PROBLEM TO WORK ON
Below are some entries; can you quote all of them exactly?
□ □ □
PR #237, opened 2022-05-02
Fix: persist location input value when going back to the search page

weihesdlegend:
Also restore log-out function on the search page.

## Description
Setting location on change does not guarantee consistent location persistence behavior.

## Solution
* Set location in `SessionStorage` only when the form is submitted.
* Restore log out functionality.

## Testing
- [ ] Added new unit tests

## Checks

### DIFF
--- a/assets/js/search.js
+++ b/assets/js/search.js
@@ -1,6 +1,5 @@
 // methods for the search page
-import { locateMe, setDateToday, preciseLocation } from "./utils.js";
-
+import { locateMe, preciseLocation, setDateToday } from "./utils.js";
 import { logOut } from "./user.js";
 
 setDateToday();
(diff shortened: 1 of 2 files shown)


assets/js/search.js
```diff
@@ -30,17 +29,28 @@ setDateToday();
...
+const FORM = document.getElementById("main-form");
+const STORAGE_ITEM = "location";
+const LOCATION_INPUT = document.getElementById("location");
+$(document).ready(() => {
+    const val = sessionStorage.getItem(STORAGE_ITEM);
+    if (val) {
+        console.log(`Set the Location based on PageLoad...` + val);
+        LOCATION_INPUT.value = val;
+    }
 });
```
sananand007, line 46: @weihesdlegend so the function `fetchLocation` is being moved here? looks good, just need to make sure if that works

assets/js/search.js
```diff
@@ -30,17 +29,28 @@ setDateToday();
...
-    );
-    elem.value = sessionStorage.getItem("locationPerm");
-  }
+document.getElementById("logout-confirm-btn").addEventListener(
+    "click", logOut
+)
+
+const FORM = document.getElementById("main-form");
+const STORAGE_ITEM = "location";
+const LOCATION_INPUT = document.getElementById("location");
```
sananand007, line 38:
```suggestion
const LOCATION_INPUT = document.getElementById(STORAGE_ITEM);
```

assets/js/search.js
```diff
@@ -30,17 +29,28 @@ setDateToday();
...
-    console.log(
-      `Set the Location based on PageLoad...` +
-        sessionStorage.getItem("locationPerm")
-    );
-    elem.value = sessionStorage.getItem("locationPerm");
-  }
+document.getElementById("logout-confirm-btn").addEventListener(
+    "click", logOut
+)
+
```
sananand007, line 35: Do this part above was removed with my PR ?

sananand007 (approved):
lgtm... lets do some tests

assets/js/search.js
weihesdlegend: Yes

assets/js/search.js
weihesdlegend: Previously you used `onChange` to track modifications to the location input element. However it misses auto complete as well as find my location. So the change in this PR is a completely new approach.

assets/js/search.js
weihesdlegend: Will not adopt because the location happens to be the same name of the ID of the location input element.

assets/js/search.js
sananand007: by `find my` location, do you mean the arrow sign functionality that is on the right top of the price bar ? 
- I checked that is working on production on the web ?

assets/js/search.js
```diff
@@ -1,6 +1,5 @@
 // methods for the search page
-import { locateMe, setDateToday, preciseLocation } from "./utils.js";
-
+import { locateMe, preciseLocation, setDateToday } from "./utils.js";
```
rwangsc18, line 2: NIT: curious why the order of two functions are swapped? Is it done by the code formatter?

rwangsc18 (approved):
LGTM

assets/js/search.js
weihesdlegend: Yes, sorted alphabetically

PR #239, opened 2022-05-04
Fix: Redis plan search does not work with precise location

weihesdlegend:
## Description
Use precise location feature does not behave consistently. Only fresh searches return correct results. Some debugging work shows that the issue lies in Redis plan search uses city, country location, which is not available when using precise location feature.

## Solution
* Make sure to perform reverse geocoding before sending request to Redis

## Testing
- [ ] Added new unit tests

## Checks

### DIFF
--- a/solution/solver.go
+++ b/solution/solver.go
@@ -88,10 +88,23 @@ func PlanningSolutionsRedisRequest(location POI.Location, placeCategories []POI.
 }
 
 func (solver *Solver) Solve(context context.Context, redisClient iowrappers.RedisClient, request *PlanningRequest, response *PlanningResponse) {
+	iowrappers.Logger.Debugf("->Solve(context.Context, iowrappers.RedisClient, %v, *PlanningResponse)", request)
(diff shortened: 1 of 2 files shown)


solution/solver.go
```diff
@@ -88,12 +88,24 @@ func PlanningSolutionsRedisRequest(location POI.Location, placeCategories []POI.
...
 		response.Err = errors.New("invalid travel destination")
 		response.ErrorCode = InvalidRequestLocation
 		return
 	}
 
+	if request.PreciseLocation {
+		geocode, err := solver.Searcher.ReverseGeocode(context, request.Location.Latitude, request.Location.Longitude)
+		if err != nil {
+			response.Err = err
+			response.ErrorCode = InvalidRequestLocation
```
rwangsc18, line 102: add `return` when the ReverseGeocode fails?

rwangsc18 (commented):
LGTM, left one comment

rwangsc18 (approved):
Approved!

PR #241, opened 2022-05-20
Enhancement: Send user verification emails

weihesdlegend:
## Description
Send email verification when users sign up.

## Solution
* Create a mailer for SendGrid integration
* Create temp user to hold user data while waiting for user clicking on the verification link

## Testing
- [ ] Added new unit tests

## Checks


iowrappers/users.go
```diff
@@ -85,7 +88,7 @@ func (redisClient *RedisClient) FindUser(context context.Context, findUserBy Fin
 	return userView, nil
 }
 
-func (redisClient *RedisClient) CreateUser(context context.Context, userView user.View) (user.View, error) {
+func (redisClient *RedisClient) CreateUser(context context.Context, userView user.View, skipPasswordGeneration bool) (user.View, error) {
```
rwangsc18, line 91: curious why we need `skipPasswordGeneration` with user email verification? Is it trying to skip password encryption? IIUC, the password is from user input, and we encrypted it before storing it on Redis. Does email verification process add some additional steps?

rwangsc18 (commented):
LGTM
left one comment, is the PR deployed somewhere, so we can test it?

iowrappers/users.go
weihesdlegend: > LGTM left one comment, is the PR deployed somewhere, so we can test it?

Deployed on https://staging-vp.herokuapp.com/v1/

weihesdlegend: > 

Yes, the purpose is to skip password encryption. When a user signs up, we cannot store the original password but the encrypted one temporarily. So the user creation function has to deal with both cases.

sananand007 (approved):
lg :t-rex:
□ □ □
EXPECTED OUTPUT
PR #237, opened 2022-05-02
Fix: persist location input value when going back to the search page

weihesdlegend:
Also restore log-out function on the search page.

## Description
Setting location on change does not guarantee consistent location persistence behavior.

## Solution
* Set location in `SessionStorage` only when the form is submitted.
* Restore log out functionality.

## Testing
- [ ] Added new unit tests

## Checks

### DIFF
--- a/assets/js/search.js
+++ b/assets/js/search.js
@@ -1,6 +1,5 @@
 // methods for the search page
-import { locateMe, setDateToday, preciseLocation } from "./utils.js";
-
+import { locateMe, preciseLocation, setDateToday } from "./utils.js";
 import { logOut } from "./user.js";
 
 setDateToday();
(diff shortened: 1 of 2 files shown)


assets/js/search.js
```diff
@@ -30,17 +29,28 @@ setDateToday();
...
+const FORM = document.getElementById("main-form");
+const STORAGE_ITEM = "location";
+const LOCATION_INPUT = document.getElementById("location");
+$(document).ready(() => {
+    const val = sessionStorage.getItem(STORAGE_ITEM);
+    if (val) {
+        console.log(`Set the Location based on PageLoad...` + val);
+        LOCATION_INPUT.value = val;
+    }
 });
```
sananand007, line 46: @weihesdlegend so the function `fetchLocation` is being moved here? looks good, just need to make sure if that works

assets/js/search.js
```diff
@@ -30,17 +29,28 @@ setDateToday();
...
-    );
-    elem.value = sessionStorage.getItem("locationPerm");
-  }
+document.getElementById("logout-confirm-btn").addEventListener(
+    "click", logOut
+)
+
+const FORM = document.getElementById("main-form");
+const STORAGE_ITEM = "location";
+const LOCATION_INPUT = document.getElementById("location");
```
sananand007, line 38:
```suggestion
const LOCATION_INPUT = document.getElementById(STORAGE_ITEM);
```

assets/js/search.js
```diff
@@ -30,17 +29,28 @@ setDateToday();
...
-    console.log(
-      `Set the Location based on PageLoad...` +
-        sessionStorage.getItem("locationPerm")
-    );
-    elem.value = sessionStorage.getItem("locationPerm");
-  }
+document.getElementById("logout-confirm-btn").addEventListener(
+    "click", logOut
+)
+
```
sananand007, line 35: Do this part above was removed with my PR ?

sananand007 (approved):
lgtm... lets do some tests

assets/js/search.js
weihesdlegend: Yes

assets/js/search.js
weihesdlegend: Previously you used `onChange` to track modifications to the location input element. However it misses auto complete as well as find my location. So the change in this PR is a completely new approach.

assets/js/search.js
weihesdlegend: Will not adopt because the location happens to be the same name of the ID of the location input element.

assets/js/search.js
sananand007: by `find my` location, do you mean the arrow sign functionality that is on the right top of the price bar ? 
- I checked that is working on production on the web ?

assets/js/search.js
```diff
@@ -1,6 +1,5 @@
 // methods for the search page
-import { locateMe, setDateToday, preciseLocation } from "./utils.js";
-
+import { locateMe, preciseLocation, setDateToday } from "./utils.js";
```
rwangsc18, line 2: NIT: curious why the order of two functions are swapped? Is it done by the code formatter?

rwangsc18 (approved):
LGTM

assets/js/search.js
weihesdlegend: Yes, sorted alphabetically

PR #239, opened 2022-05-04
Fix: Redis plan search does not work with precise location

weihesdlegend:
## Description
Use precise location feature does not behave consistently. Only fresh searches return correct results. Some debugging work shows that the issue lies in Redis plan search uses city, country location, which is not available when using precise location feature.

## Solution
* Make sure to perform reverse geocoding before sending request to Redis

## Testing
- [ ] Added new unit tests

## Checks

### DIFF
--- a/solution/solver.go
+++ b/solution/solver.go
@@ -88,10 +88,23 @@ func PlanningSolutionsRedisRequest(location POI.Location, placeCategories []POI.
 }
 
 func (solver *Solver) Solve(context context.Context, redisClient iowrappers.RedisClient, request *PlanningRequest, response *PlanningResponse) {
+	iowrappers.Logger.Debugf("->Solve(context.Context, iowrappers.RedisClient, %v, *PlanningResponse)", request)
(diff shortened: 1 of 2 files shown)


solution/solver.go
```diff
@@ -88,12 +88,24 @@ func PlanningSolutionsRedisRequest(location POI.Location, placeCategories []POI.
...
 		response.Err = errors.New("invalid travel destination")
 		response.ErrorCode = InvalidRequestLocation
 		return
 	}
 
+	if request.PreciseLocation {
+		geocode, err := solver.Searcher.ReverseGeocode(context, request.Location.Latitude, request.Location.Longitude)
+		if err != nil {
+			response.Err = err
+			response.ErrorCode = InvalidRequestLocation
```
rwangsc18, line 102: add `return` when the ReverseGeocode fails?

rwangsc18 (commented):
LGTM, left one comment

rwangsc18 (approved):
Approved!

PR #241, opened 2022-05-20
Enhancement: Send user verification emails

weihesdlegend:
## Description
Send email verification when users sign up.

## Solution
* Create a mailer for SendGrid integration
* Create temp user to hold user data while waiting for user clicking on the verification link

## Testing
- [ ] Added new unit tests

## Checks


iowrappers/users.go
```diff
@@ -85,7 +88,7 @@ func (redisClient *RedisClient) FindUser(context context.Context, findUserBy Fin
 	return userView, nil
 }
 
-func (redisClient *RedisClient) CreateUser(context context.Context, userView user.View) (user.View, error) {
+func (redisClient *RedisClient) CreateUser(context context.Context, userView user.View, skipPasswordGeneration bool) (user.View, error) {
```
rwangsc18, line 91: curious why we need `skipPasswordGeneration` with user email verification? Is it trying to skip password encryption? IIUC, the password is from user input, and we encrypted it before storing it on Redis. Does email verification process add some additional steps?

rwangsc18 (commented):
LGTM
left one comment, is the PR deployed somewhere, so we can test it?

iowrappers/users.go
weihesdlegend: > LGTM left one comment, is the PR deployed somewhere, so we can test it?

Deployed on https://staging-vp.herokuapp.com/v1/

weihesdlegend: > 

Yes, the purpose is to skip password encryption. When a user signs up, we cannot store the original password but the encrypted one temporarily. So the user creation function has to deal with both cases.

sananand007 (approved):
lg :t-rex:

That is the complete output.